L'ouvrière la compléta en déposant de la terre entre la base de la
plante et
celle de la feuille, jusqu'à ce que le rapprochement désiré fût
produit. Ce
résultat obtenu, elle se servit de la feuille de graminée en guise
d'arc-boutant, pour
soutenir les
matériaux destinés à former une voûte.
«
D'autres fourmis de l'espèce des maçonnes,
lorsqu'elles veulent ajouter un étage à la fourmilière, y
déposent une couche de terre épaisse de deux à trois centimètres, et,
lorsqu'elle a été tassée par la pluie, y creusent leurs galeries et
leurs
cellules.
« Les fourmis noires-cendrées
n'usent de ce procédé qu'après un accident ayant occasionné dans leur
demeure
une brèche qu'il convient de fermer immédiatement.
«
L'habitation des fourmis communique ordinairement avec le
dehors par plusieurs larges ouvertures.
«
Chez quelques espèces, il existe à l'intérieur de l'entrée
un vestibule où veille une garde plus ou moins nombreuse.
« Attaque-t-on une
fourmilière facile à
détruire, une de celles qui se présentent sous la forme d'un monceau de
terre
ou de brins de chaume, la garde sort aussitôt et ne tarde pas à être
suivie
d'une multitude d'autres fourmis.
« S'agit-il au contraire d'une fourmilière difficile à bouleverser,
telle que celles placées dans les troncs d'arbre, les fourmis qui
errent aux alentours ou qui sont de garde rentrent et se cachent à la
moindre attaque.
« Lorsqu'on observe attentivement sur un
tronc d'arbre les ouvertures principales d'un nid de fourmis hercules,
l'on aperçoit, dans un petit enfoncement, une tête de fourmi immobile
et aux aguets. L'approche de quelque animal étranger l'inquiète-t-elle,
elle disparait et, quelques secondes s'étant écoulées, une autre fourmi
s'avance au dehors, parcourt tout autour de l'entrée et à pas
précipités un espace d'une trentaine de centimètres, puis rentre après
avoir opéré cette espèce de ronde.
« Si les craintes de la
sentinelle paraissent peu fondées, celle-ci reparaît, et les ouvrières
qui pendant ce temps étaient restées closes, sortent de nouveau pour
aller butiner.

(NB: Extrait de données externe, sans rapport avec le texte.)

PR #180, opened 2017-11-17
Fix the memory leak cases

minggangw:
This patch mainly fixed two memory leak circumstances:

1. When calling rcl_take_response, a pointer of type of rmw_request_id_t
is passed, but never gets deallocated. We should free the memory
immediately.

2. After allocating a pointer of rmw_qos_profile_t, we have to
deallocate it. So a unique_ptr will take the ownship of it.

These problems above should not be the root cause of issue#175.

### DIFF
--- a/src/rcl_bindings.cpp
+++ b/src/rcl_bindings.cpp
@@ -25,6 +25,8 @@
 #include <rmw/validate_namespace.h>
 #include <rmw/validate_node_name.h>
 #include <rosidl_generator_c/string_functions.h>
+
+#include <memory>
 #include <string>
 
 #include "handle_manager.hpp"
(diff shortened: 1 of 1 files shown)


minggangw:
There is a build error when compiling `rclcpp`, an [issue](https://github.com/ros2/rclcpp/issues/398) has been submitted.

minggangw:
Hi @qiuzhong would you please take a look at the ut on windows ci platform, the errors are below:

```
Uncaught Error: spawn C:\proj\rclnodejs\test\cpp\publisher_msg ENOENT
```

and

```
Uncaught Error: spawn C:\proj\rclnodejs\test\cpp\subscription_msg ENOENT
```

qiuzhong:
Looks like the cpp executables didn't exists. Maybe failed to build. I'm investigating.

qiuzhong:
The test cpp code depends on `rclcpp`, which was not built successfully in the CI due to  [issue](https://github.com/ros2/rclcpp/issues/398). This is true for macOS and Linux.

minggangw:
Thanks, let's wait the upstream to update the code, it should be fixed soon. Then re-run the ci again.

qiuzhong:
However, the Windows CI uses a built zip package and it should be another case, I downloaded this package and found it doesn't work at all at `ament build . ` phase.

PR #182, opened 2017-11-20
Add python dependencies to fix the windows ci error

minggangw:


appveyor.yml
```diff
@@ -31,7 +31,10 @@ before_build:
   - setx AMENT_PYTHON_EXECUTABLE "c:\Python36-x64"
```
qiuzhong: PYTHON3 path has been changed. So I guess it should be updated here as well.

PR #685, opened 2020-07-27
fix: electron

koonpeng:
Workaround ENAMETOOLONG error when running in electron renderer process.

With this PR in electron https://github.com/electron/electron/pull/24659, rclnodejs is able to run in electron's main process and renderer process with `allowRendererProcessReuse` set to `false`.

### DIFF
--- a/src/addon.cpp
+++ b/src/addon.cpp
@@ -45,7 +45,7 @@ void InitModule(v8::Local<v8::Object> exports) {
     auto prog_name = program_invocation_name;
     auto end = strstr(prog_name, " -");
     assert(end);
-    prog_name[end - prog_name] = NULL;
+    prog_name[end - prog_name] = 0;
   }
 
   v8::Local<v8::Context> context = exports->GetIsolate()->GetCurrentContext();
--- a/src/addon.cpp
+++ b/src/addon.cpp
@@ -22,7 +22,32 @@
 #include "rcutils/macros.h"
 #include "shadow_node.hpp"
 
+bool IsRunningInElectronRenderer() {
+  auto global = Nan::GetCurrentContext()->Global();
+  auto process =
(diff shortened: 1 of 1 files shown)


koonpeng:
some info about the problem.

electron/chromium changes `argv[0]` to provide more helpful description in `ps`, however ros also uses argv[0] to determine the filename for logs. This often causes ros to use a filename that is too long for the system, resulting in ENAMETOOLONG error.

This is a workaround for it that terminates argv[0] on the first " -" occurrence so ros logging can create usable filenames. @minggangw Do you think if we should workaround it in rclnodejs or try to fix it in rcl? rcl is using `program_invocation_name` which is a glibc extension, I don't know if this affects windows or mac as it uses different ways to get the program name.

minggangw:
> Do you think if we should workaround it in rclnodejs or try to fix it in rcl?

As the usage of Electron is specific to rclnodejs only, I think it's fine to solve it inside rclnodejs itself.

>  rcl is using program_invocation_name which is a glibc extension

So, how rcl deals with the log file's name on Windows/macOS? What happens if we are running Election with rclnodejs on Windows when logging, will still meet ENAMETOOLONG?

koonpeng:
https://github.com/chromium/chromium/blob/f18e79d901f56154f80eea1e2218544285e62623/services/service_manager/embedder/set_process_title.cc#L88 It says here that windows and mac doesn't do anything so I believe that this only affects linux.

minggangw:
I see, so I reckon we will not have this kind of problem on Windows/macOS and this PR looks good now :+1:

minggangw (approved):
Thanks for working on this issue, lgtm and thanks!

minggangw:
@koonpeng would you please change the status to “Ready for review”, so I can merge this PR.

koonpeng:
I just updated to status. Thanks!

PR #690, opened 2020-07-31
Add missing type declarations for action server/client destroy methods

### LINKED ISSUE #687: No TypeScript support for ActionClient destroy() method
If you look at the [API documentation](http://robotwebtools.org/rclnodejs/docs/0.15.0/lib_action_client.js.html), a destroy method is documented. In the [type declaration file](https://github.com/RobotWebTools/rclnodejs/blob/develop/types/action_client.d.ts) no such method is documented. 

I'm opening to submitting a PR for this issue.

mattrichard:
Action servers and clients are not created through a node and therefore don't have corresponding destroy methods on the Node class. Instead, to destroy an action server/client outside of destroying the Node itself it is expected to call `destroy` on the server/client directly. This adds the type declarations for the `destroy` function which were missing.

Fix #687

### DIFF
--- a/test/types/main.ts
+++ b/test/types/main.ts
@@ -367,6 +367,9 @@ client.isServiceServerAvailable();
 // $ExpectType Promise<boolean>
 actionClient.waitForServer();
 
+// $ExpectType void
+actionClient.destroy();
+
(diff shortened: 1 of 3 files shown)


minggangw (approved):
Thanks for adding this, lgtm!

PR #692, opened 2020-08-04
Correct the description of sendGoal function

### LINKED ISSUE #689: See When Action Completes
I can't figure out how to implement a callback on an `ActionClient` when the action completes, just on updates and when the action is successfully received. As mentioned in line 190 [here](http://robotwebtools.org/rclnodejs/docs/0.15.0/lib_action_client.js.html):

```
  /**
   * Send a goal and asynchronously get the result.
   *
   * The result of the returned Promise is set to a ClientGoalHandle when receipt of the goal
   * is acknowledged by an action server.
   *
   * @param {object} goal - The goal request.
   * @param {function} feedbackCallback - Callback function for feedback associated with the goal.
   * @param {object} goalUuid - Universally unique identifier for the goal. If None, then a random UUID is generated.
   * @returns {Promise} - A Promise to a goal handle that resolves when the goal request has been accepted or rejected.
   */
```

However, on line 313, I see the function `_getResult`:

```
  /**
   * Request the result for an active goal asynchronously.
   * @ignore
   * @param {ClientGoalHandle} goalHandle - Handle to the goal to cancel.
   * @returns {Promise} - A Promise that resolves when the get result request has been processed.
   */
```

Is this something that should be implemented, or an accepted restriction?

minggangw:
Fix #689

### DIFF
--- a/lib/action/client.js
+++ b/lib/action/client.js
@@ -188,10 +188,10 @@ class ActionClient extends Entity {
   }
 
   /**
-   * Send a goal and asynchronously get the result.
+   * Send a goal and wait for the goal ACK asynchronously.
    *
-   * The result of the returned Promise is set to a ClientGoalHandle when receipt of the goal
-   * is acknowledged by an action server.
+   * Return a Promise object that is resolved with a ClientGoalHandle when receipt of the goal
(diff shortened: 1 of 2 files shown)


minggangw:
@mattrichard PTAL, thanks!

minggangw:
I'd like to merge this PR in advance, so we could release v0.15.2 to include the recent bugfix, thanks!

PR #697, opened 2020-08-22
Changed TimeSource subscription to use topic `/clock`

### LINKED ISSUE #696: Error in TimeSource subscription to /clock topic
Currently when ROSTime is active via parameter `use_sim_time=true`, TimeSource incorrectly subscribes to the relative topic `clock`. Expected TimeSource to subscribe to the topic `/clock` according to https://design.ros2.org/articles/clock_and_time.html. Note that the back-slash char is missing.

@minggangw currently test-time-source.js is sending Time msgs to the topic `clock`. Shouldn't the topic be `/clock`? 

The background on this is I was attempting to incrementally step time for a node that is using the `use_sim_time` parameter. I used the `ros2 topic pub` tool to publish sim time updates to the node and the time updates where not being applied. Here are 2 example commands that failed until I changed the TimeSource topic to subscribe to `/clock` instead of `clock`.

```
ros2 topic pub /clock builtin_interfaces/msg/Time "{nanosec: 0, sec: 800}" -1
```
and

Le résultat de la première ronde n'a-t-il pas été
entièrement satisfaisant, une deuxième reconnaissance, faite à pas plus
lents, lui succède.
« A quelque distance des entrées largement
ouvertes, certaines fourmilières ont parfois des ouvertures
très-petites, espèces de poternes cachées sous une pierre, une racine
d'arbre, ou au milieu des gazons. Elles ne servent point à la
circulation une fourmi y est de garde pour empêcher les insectes d'y
pénétrer. On y voit entrer, mais seulement de loin en loin, à des
heures d'intervalle, quelque individu isolé, lequel a soin auparavant
d'opérer de nombreuses circonvolutions, comme s'il voulait dissimuler
sa trace. Ces orifices communiquent avec les cellules intérieures;
peut-être servent-ils au renouvellement de l'air, mais ils ont
certainement aussi été pratiqués en prévision de l'occlusion de
l'entrée principale par un accident ou par l'invasion de fourmis
ennemies.
« Lors de l'envahissement de fourmilière de noires-cendrées par une bande de fourmis
amazones, j'aperçus un très-grand nombre
des premières, les unes adultes et chargées de cocons, les autres faciles à
reconnaitre à la couleur blanche de leur peau pour des fourmis toutes jeunes,
s'échappant par une ouverture jusque-là inaperçue, inusitée, et située à
quarante centimètres de l'entrée principale, au milieu d'une touffe d'herbe. »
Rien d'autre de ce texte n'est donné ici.